Republicans Are Suddenly Very, Very Worried About Holding the Senate
“Are we doing enough? We’re not doing anything,” Senator Tommy Tuberville, who is running for governor of Alabama, said.

With midterms on the horizon, Republicans fear their party is heading toward disaster—in the Senate as well as the House of Representatives.
Some Senate Republicans are sounding the alarm that the caucus is not addressing critical issues ahead of the 2026 election season, namely affordability, which is predicted to be the top issue come November.

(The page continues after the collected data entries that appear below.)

PR #3908, opened 2023-05-04
Read tags from a build_metadata field

jdhollen:
**Related issues**: N/A

### DIFF
--- a/server/build_event_protocol/config/config.go
+++ b/server/build_event_protocol/config/config.go
@@ -1,0 +1,9 @@
+package config
+
+import "flag"
+
+var tagsEnabled = flag.Bool("app.tags_enabled", false, "Enable setting tags on invocations via build_metadata")
+
+func TagsEnabled() bool {
+	return *tagsEnabled
+}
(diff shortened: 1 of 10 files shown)


server/build_event_protocol/config/config.go
```diff
@@ -0,0 +1,9 @@
+package config
+
+import "flag"
+
+var tagsEnabled = flag.Bool("app.tags_enabled", false, "Enable setting tags on invocations via build_metadata")
```
vadimberezniker, line 5: any reason you can't put this flag in the only package that it's used? we have way too many `config.go` files.

vadimberezniker (changes requested):

server/build_event_protocol/config/config.go
jdhollen: Meh, I had it in my head that I'd use the same flag to control the UI, but honestly it's probably better to keep the ingestion separate from the display.

vadimberezniker (approved):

The party has failed to pass major policy wins beyond Donald Trump’s One Big Beautiful Bill Act last July, suffering from a razor-thin legislative majority in Congress that has fractured at nearly every juncture, including basic government funding packages. And the possibility of pushing another GOP bill to curry favor with voters seems slim—just last week, Trump told his caucus that Republicans had “gotten everything passed that we need.”
“We’re not going to win the midterm by going to the American people and saying, ‘Look, we passed 11 out of 12 appropriations bills and we confirmed all of President Trump’s nominees,’” Louisiana Senator John Kennedy told The Hill. “The American people don’t care. That’s not what, when moms and dads lie down to sleep at night and can’t—that’s not what they’re worried about. They’re worried about the cost of living.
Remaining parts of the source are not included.